According to most billing rules, you would be entitled to bill an additional unit of a treatment since the total leftover minutes exceed eight. It is generally agreed that you bill the additional unit to the service with the most leftover minutes. So, in this example, you would bill an additional unit to manual therapy. This means that a total of three units would be billed – two to manual therapy and one to ultrasound.
- Example 3. 20 Minutes Manual Therapy Plus 7 Minutes Self Care Education
So, what happens if one service does not meet the 8-minute rule? Can you still include that service when calculating the remainder? The answer is yes. In this example, you could bill for one unit of manual therapy. This leaves you with five leftover minutes. You can then add the seven minutes of self-care education which gives you a total of 12 leftover minutes. Since self-care education is the service with the most leftover minutes, then you would bill the additional unit to this service. This example would result in one unit billed to manual therapy plus one unit billed to self-care education.
The Bottom Line
The 8-minute rule provides details to outpatient service providers, particularly physical therapists, about how time-based services must be billed. The billing must correlate with the total timed minutes spent on the treatment. The treatment must include direct contact with the patient, and it must be conducted in a one-on-one manner with constant attendance. Things can get a little tricky when billing both timed and untimed codes during the same therapy session. Remember to follow your billing guidelines, as failure to bill Medicare appropriately could result in improper reimbursement.

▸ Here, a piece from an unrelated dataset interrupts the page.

PR #9041, opened 2021-01-15
JS homepage takeover with endpoint to avoid taking down homepage

carkod:
## Done

- Make sure Homepage doesn't go down if discourse APIs fail.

Frequently Asked Questions
When did the 8-minute rule start?
The 8-minute rule was first introduced in December of 1999. It took effect on April 1, 2000. You might also hear this rule called the “rule of eights.” It governs how certain service providers must bill their time with patients to Medicare and other Federally-funded health care programs. To qualify for one billable unit, the provider must spend at least eight minutes in direct contact, one-on-one treatment with the patient.

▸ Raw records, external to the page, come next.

PR #9042, opened 2021-01-15
JS homepage takeover with endpoint to avoid taking down homepage

carkod:
## Done

- Make sure Homepage doesn't go down if discourse APIs fail.

## QA

- To test robustness change the `/takeovers.json` endpoint to anything else, and you will see the default 20.04 takeover.

## Issue / Card

Fixes https://github.com/canonical-web-and-design/web-squad/issues/3615

### DIFF
--- a/static/sass/styles.scss
+++ b/static/sass/styles.scss
@@ -819,8 +819,8 @@ body {
 .p-takeover-animation {
   animation: FadeIn map-get($animation-duration, "fast")
     map-get($animation-easing, "out");
-  animation-fill-mode: backwards;
   animation-delay: 2.5s;
+  animation-fill-mode: backwards;
 
   &.is-loaded {
     animation-delay: 0s !important;
--- a/static/sass/styles.scss
+++ b/static/sass/styles.scss
@@ -806,7 +806,6 @@ body {
   }
 }
 
-// Homepage takeover animation
 @keyframes FadeIn {
   0% {
     opacity: 0;
@@ -816,14 +815,42 @@ body {
   }
 }
 
+@keyframes SlideInFromRight {
+  0% {
+    transform: translateX(0.5rem);
+  }
+  100% {
+    transform: translateX(0);
+  }
+}
+
+@keyframes SlideInFromLeft {
+  0% {
+    transform: translateX(-0.5rem);
+  }
+  100% {
+    transform: translateX(0);
+  }
+}
+
 .p-takeover-animation {
-  animation: FadeIn map-get($animation-duration, "fast")
-    map-get($animation-easing, "out");
+  animation: FadeIn map-get($animation-duration, "snap")
+    map-get($animation-easing, "in");
   animation-delay: 2.5s;
   animation-fill-mode: backwards;
 
   &.is-loaded {
     animation-delay: 0s !important;
+
+    .col-7 {
+      animation: SlideInFromLeft map-get($animation-duration, "fast")
+        map-get($animation-easing, "out");
+    }
+
+    .col-5 {
+      animation: SlideInFromRight map-get($animation-duration, "fast")
+        map-get($animation-easing, "out");
+    }
   }
 
   &.is-loading {
--- a/static/sass/styles.scss
+++ b/static/sass/styles.scss
@@ -805,3 +805,24 @@ body {
     }
   }
 }
+
+// Homepage takeover animation
+@keyframes FadeIn {
+  0% {
+    opacity: 0;
+  }
+  100% {
+    opacity: 1;
+  }
+}
+
+.p-takeover-animation {
+  animation: FadeIn map-get($animation-duration, "fast")
+    map-get($animation-easing, "out");
+  animation-fill-mode: backwards;
+  animation-delay: 2.5s;
+
+  &.is-loaded {
+    animation-delay: 0s !important;
+  }
+}
--- a/static/sass/styles.scss
+++ b/static/sass/styles.scss
@@ -825,4 +825,8 @@ body {
   &.is-loaded {
     animation-delay: 0s !important;
   }
+
+  &.is-loading {
+    animation-delay: 500s !important;
+  }
 }
--- a/templates/base_index.html
+++ b/templates/base_index.html
@@ -8,28 +8,28 @@
 
 {% block outer_content %}
 {% block content %}
-<template id="takeovers" class="u-hide">
+<template class="u-hide">
   {% block takeover_content %}
   {% endblock takeover_content %}
 </template>
 
 <!-- Default Takeover: Download the latest Ubuntu -->
-<section data-lang="all" id="takeover" class="p-strip--image is-dark is-deep" style="background-color: #5E2750; background-image: linear-gradient(-89deg, #e95420 0%, #772953 42%, #2c001e 94%)">
-  <div class="row">
+<section data-lang="all" id="takeover" class="p-takeover--grad is-dark is-deep">
+  <div class="row p-takeover-animation">
     <div class="col-7 u-vertically-center">
-      <h1>What's new in<br>Ubuntu {{ releases.latest.short_version }}?</h1>
-      <h4>Introducing the Ubuntu Desktop for Raspberry Pi, the latest desktop features and micro clouds.</h4>
-      <div class="u-hide--small">
-        <p><a href="/download" class="p-button--positive">Get Ubuntu {{ releases.latest.short_version }}</a></p>
+      <h1 id="takeover-title">What's new in<br>Ubuntu {{ releases.latest.short_version }}?</h1>
+      <h4 id="takeover-subtitle">Introducing the Ubuntu Desktop for Raspberry Pi, the latest desktop features and micro clouds.</h4>
+      <div id="takeover-ctas">
+        <p><a id="takeover-primary-url" href="/download" class="p-button--positive">Get Ubuntu {{ releases.latest.short_version }}</a></p>
         <p>
-          <a href="/raspberry-pi" class=" p-link--inverted">
+          <a id="takeover-secondary-url" href="/raspberry-pi" class=" p-link--inverted">
             Learn more about Ubuntu on the Raspberry Pi&nbsp;›
           </a>
         </p>
       </div>
     </div>
     <div class="col-5 u-vertically-center u-align--center u-align--left-medium u-hide--small">
-      {{  image(      url="https://assets.ubuntu.com/v1/fe951eda-20.10_Groovy+Gorilla_RPi_Sketch.svg",      alt="",      width="250",      height="388",      hi_def=True,      loading="lazy",      attrs={"style": "width: 250px; height: 388px;"},  ) | safe }}
+      <img id="takeover-image" src="https://assets.ubuntu.com/v1/fe951eda-20.10_Groovy+Gorilla_RPi_Sketch.svg" width="200" alt="" />
     </div>
   </div>
 </section>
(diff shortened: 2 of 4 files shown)


templates/base_index.html
```diff
@@ -1409,56 +1409,83 @@ <h2>
...
+    }
+    });
+  }
 
-      if (! document.body.contains(selectedTakeover)) {
-        // If it's not in the current document (as in, it's in a template) import it
-        // Note: This is for all browser *except* IE, which doesn't support <template>s
-        selectedTakeover = document.importNode(selectedTakeover, true);
-      }
+  function showTakeover(takeovers, index = 0) {
```
bartaz, line 1450: That's quite a lot of JS to keep inline on the page. Ideally it should be in a separate file.

And it seems it could use some transpiling as well. There are a lot of ES6 features that will fail in older browsers.

Most notably:
- default values of function parameters
- template literals ` `${...}` `

Other things that may fail in older IE
- const
- .classList API

If we want to keep it as inline script it should at least be written in most cross-browser way, avoiding unnecessary ES6 features.

templates/base_index.html
```diff
@@ -1409,56 +1409,83 @@ <h2>
...
     * choose one (that matches the client's language), and replace the
     * base template with it.
     */
 
-    var baseTakeover = document.getElementById('takeover');  // The base takeover element
-    var takeovers = document.getElementById('takeovers');  // The list of current takeovers to choose from
-
-    // For browsers that support <template> (all but IE), grab the template's ".content"
-    takeovers = 'content' in takeovers ? takeovers.content: takeovers;
+    fetch("/takeovers.json").then(response => response.json()).then(takeovers => {
```
bartaz, line 1417: Does ubuntu.com have `fetch` polyfill for older browsers or do we rely on native implementation - quite fresh browsers are required to use it natively: https://caniuse.com/?search=fetch

templates/base_index.html
carkod: Rewritten with old JS. Should support IE > 9

templates/base_index.html
carkod: Rewritten with XHR

bartaz: There is a well grounded fetch implementation. If you call APIs a lot probably worth adding as dependency: https://github.com/github/fetch

anthonydillon (changes requested):
The jump here is far too much. Can you try and think of a way to visually improve it? Maybe hide the base takeover content for a min before the new content arrives. Also can the default takeover use the new suru background, which might help.

anthonydillon:
## QA
### Desktop
- **IE11**: Not working
- **Chrome 87**: Pass
- **Chrome 79**: Text is applied but the image is not updated (`cannot set property "src" of undefined`)
- **Opera 73**: Text is applied but the image is not updated (`cannot set property "src" of undefined`)
- **Opera 63**: Text is applied but the image is not updated (`cannot set property "src" of undefined`)
- **Firefox 84**: Pass
- **Firefox 76**: Pass
- **Safari 12.1**: Text is applied but the image is not updated (`cannot set property "src" of undefined`)
- **Edge 87**: Pass
- **Edge 80**: Text is applied but the image is not updated (`cannot set property "src" of undefined`)

### Mobile
- **iOS Safari**: Pass
- **iOS Chrome**: Pass
- **OnePlus 8 FF**: Pass

carkod:
> ## QA
> ### Desktop
> * **IE11**: Not working
> * **Chrome 87**: Pass
> * **Chrome 79**: Text is applied but the image is not updated (`cannot set property "src" of undefined`)
> * **Opera 73**: Text is applied but the image is not updated (`cannot set property "src" of undefined`)
> * **Opera 63**: Text is applied but the image is not updated (`cannot set property "src" of undefined`)
> * **Firefox 84**: Pass
> * **Firefox 76**: Pass
> * **Safari 12.1**: Text is applied but the image is not updated (`cannot set property "src" of undefined`)
> * **Edge 87**: Pass
> * **Edge 80**: Text is applied but the image is not updated (`cannot set property "src" of undefined`)
> 
> ### Mobile
> * **iOS Safari**: Pass
> * **iOS Chrome**: Pass
> * **OnePlus 8 FF**: Pass

 So it works on all browsers, but keyframe effects don't work on browserstack Opera and Chrome. But then I tried it on native Chrome and Opera and there are no problems.Similar with Safari.

anthonydillon:
@carkod thanks, three things from a quick QA.
- You should show the most common background as the white for such a long time looks broken. Just fade the content to the `.row`.
- When the JS has loaded the content it should immediately add a class which triggers the animation by removing the `animation-delay`.
- 1s animation is far to slow. Could you try `map.get($animation-duration, "fast")`

carkod:
> @carkod thanks, three things from a quick QA.
> 
> * You should show the most common background as the white for such a long time looks broken. Just fade the content to the `.row`.
> * When the JS has loaded the content it should immediately add a class which triggers the animation by removing the `animation-delay`.
> * 1s animation is far to slow. Could you try `map.get($animation-duration, "fast")`

Done, but I am not sure if I understood your second point, but maybe it's best that you take a look, when you can (a line a code is worth a thousand words). Thanks

anthonydillon:
@carkod What I'm suggesting is that once the content has been replaced then add a class like `is-loaded` to `p-takeover-animation`  element. Then something like this should remove the delay and make the content reveal.

```scss
.p-takeover-animation.is-loaded {
  animation-delay: 0s;
}
```

carkod:
> @carkod What I'm suggesting is that once the content has been replaced then add a class like `is-loaded` to `p-takeover-animation` element. Then something like this should remove the delay and make the content reveal.
> 
> ```css-scss
> .p-takeover-animation.is-loaded {
>   animation-delay: 0s;
> }
> ```

Oh well that's exactly what I did, but with a different class name

templates/base_index.html
```diff
@@ -1409,55 +1409,100 @@ <h2>
...
+    primaryUrl.textContent = selectedTakeover.primary_cta;
+    if (selectedTakeover.secondary_url && selectedTakeover.secondary_url !== "") {
+      secondaryUrl.href = selectedTakeover.secondary_url;
+      secondaryUrl.textContent = selectedTakeover.secondary_cta + " ›";
+    } else {
+      secondaryUrl.remove();
     }
+
+    // Remove animation delay
+    takeoverAnimation.className +=  ".is-loaded";
```
anthonydillon, line 1505: You get an array back from `getElementsByClassName` therefore you need:
```js
takeoverAnimation[0].className += " is-loaded";
```
or switch to using an id.

anthonydillon (dismissed):

templates/base_index.html
bartaz: There is also `element.querySelectorAll()` that returns all child elements for given selector or `element.querySelector()` that returns first child element of given selector.

carkod: Done. Additionally, I have added a fixed height (reduced a little the default takeover height), and centered aligned with flexbox. Tested on IE11, Opera 65 and Firefox 76 no major issues.

I'd rather avoid using query selectors, because you don't explicitly name them with a class or id. I would use id or class.

carkod:
Rebased

static/sass/styles.scss
```diff
@@ -805,3 +805,29 @@ body {
...
+    opacity: 0;
+  }
+  33% {
+    opacity: 0.33;
+  }
+  66% {
+    opacity: 0.66;
+  }
+  100% {
+    opacity: 1;
```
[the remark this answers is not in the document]
carkod: I did that way to make it smoother, but it doesn't seem to make a big impact. Done.

static/sass/styles.scss
```diff
@@ -805,3 +805,29 @@ body {
...
+  }
+}
+
+.p-takeover-animation {
+  animation: FadeIn map-get($animation-duration, "fast") linear;
+  animation-fill-mode: both;
```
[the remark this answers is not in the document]
carkod: Done with `backwards`

static/sass/styles.scss
```diff
@@ -805,3 +805,29 @@ body {
...
+  66% {
+    opacity: 0.66;
+  }
+  100% {
+    opacity: 1;
+  }
+}
+
+.p-takeover-animation {
+  animation: FadeIn map-get($animation-duration, "fast") linear;
```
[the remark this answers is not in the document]
carkod: Done

templates/base_index.html
```diff
@@ -8,28 +8,28 @@
...
+<section data-lang="all" id="takeover" class="p-takeover--grad is-dark is-deep">
+  <div class="row p-takeover-animation">
     <div class="col-7 u-vertically-center">
-      <h1>What's new in<br>Ubuntu {{ releases.latest.short_version }}?</h1>
-      <h4>Introducing the Ubuntu Desktop for Raspberry Pi, the latest desktop features and micro clouds.</h4>
-      <div class="u-hide--small">
-        <p><a href="/download" class="p-button--positive">Get Ubuntu {{ releases.latest.short_version }}</a></p>
+      <h1 id="takeover-title">What's new in<br>Ubuntu {{ releases.latest.short_version }}?</h1>
+      <h4 id="takeover-subtitle">Introducing the Ubuntu Desktop for Raspberry Pi, the latest desktop features and micro clouds.</h4>
+      <div id="takeover-ctas" class="u-hide--small">
```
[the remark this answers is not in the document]
carkod: Thanks. Done.

anasereijo:
It's taking a long time to load the images and the text every time I refresh the page.

Also, why are the illustrations smaller now? It doesn't loo right in some of the takeovers.

thank

templates/base_index.html
```diff
@@ -1409,55 +1409,103 @@ <h2>
...
+    // Set language attributes
+    takeover.setAttribute("lang", selectedTakeover.lang);
+    takeover.setAttribute("lang-skip", selectedTakeover.lang_skip);
+
+    // Set takeover content
+    title.textContent = selectedTakeover.title;
+    subtitle.textContent = selectedTakeover.subtitle;
+    image.src = selectedTakeover.image;
+    image.removeAttribute("style");
+    image.style.width = selectedTakeover.image_width;
```
pmahnke, line 1493: I think this might not be overriding the parameter `width=""`, perhaps the default should have `style="width:200px;"` not `width=""`

templates/base_index.html
```diff
@@ -8,28 +8,28 @@
...
-          <a href="/raspberry-pi" class=" p-link--inverted">
+          <a id="takeover-secondary-url" href="/raspberry-pi" class=" p-link--inverted">
             Learn more about Ubuntu on the Raspberry Pi&nbsp;›
           </a>
         </p>
       </div>
     </div>
     <div class="col-5 u-vertically-center u-align--center u-align--left-medium u-hide--small">
-      {{  image(      url="https://assets.ubuntu.com/v1/fe951eda-20.10_Groovy+Gorilla_RPi_Sketch.svg",      alt="",      width="250",      height="388",      hi_def=True,      loading="lazy",      attrs={"style": "width: 250px; height: 388px;"},  ) | safe }}
+      <img id="takeover-image" src="https://assets.ubuntu.com/v1/fe951eda-20.10_Groovy+Gorilla_RPi_Sketch.svg" width="200" alt="" />
```
pmahnke, line 32:
```suggestion
      <img id="takeover-image" src="https://assets.ubuntu.com/v1/fe951eda-20.10_Groovy+Gorilla_RPi_Sketch.svg" style="width: 200px;" alt="" />
```
for the js to work, does it need to use a style not a width parameter?

templates/base_index.html
pmahnke: I don't see how this is changing the markup. Is it correct?

templates/base_index.html
```diff
@@ -1409,55 +1409,103 @@ <h2>
...
+    takeover.setAttribute("lang", selectedTakeover.lang);
+    takeover.setAttribute("lang-skip", selectedTakeover.lang_skip);
+
+    // Set takeover content
+    title.textContent = selectedTakeover.title;
+    subtitle.textContent = selectedTakeover.subtitle;
+    image.src = selectedTakeover.image;
+    image.removeAttribute("style");
+    image.style.width = selectedTakeover.image_width;
+    image.style.height = selectedTakeover.image_height;
```
pmahnke, line 1494:
```suggestion
    image.height = selectedTakeover.image_height;
```

anthonydillon:
@anasereijo @pmahnke I have added an interrupt to the delay when the load is complete. I am awaiting the load of the hero image too so might be able to improve further.

templates/base_index.html
anthonydillon: Done, yes this is correct.

anasereijo:
@anthonydillon looking much better now, the loading and the size of illustrations. thanks for fixing it

pmahnke (approved):
+1 thanks guys!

Which insurances follow the 8-minute rule?
Medicare is one of the largest insurances that follow the 8-minute rule. In addition, nearly all Federally-funded insurance programs follow this rule. This includes Medicaid, TRICARE, and CHAMPUS. While not all private insurance companies follow this rule, many of them do. You would need to check your coverage details with your insurance company to determine whether they follow the 8-minute rule. It has become somewhat of an industry standard when it comes to billing outpatient services, so you are likely to find that your insurance follows the rule as well.
Does Medicare Advantage follow the 8-minute rule?
Remember that Medicare Advantage plans are managed and administered by private insurance companies. While Medicare requires certain health care providers to follow the 8-minute rule, not all Medicare Advantage plans have this same requirement. Whether or not your Medicare Advantage plan requires providers to follow the rule depends on the specifics of your particular plan. You will find that many Medicare Advantage plans do require their providers to follow the 8-minute rule, while there are some plans out there that do not have this requirement.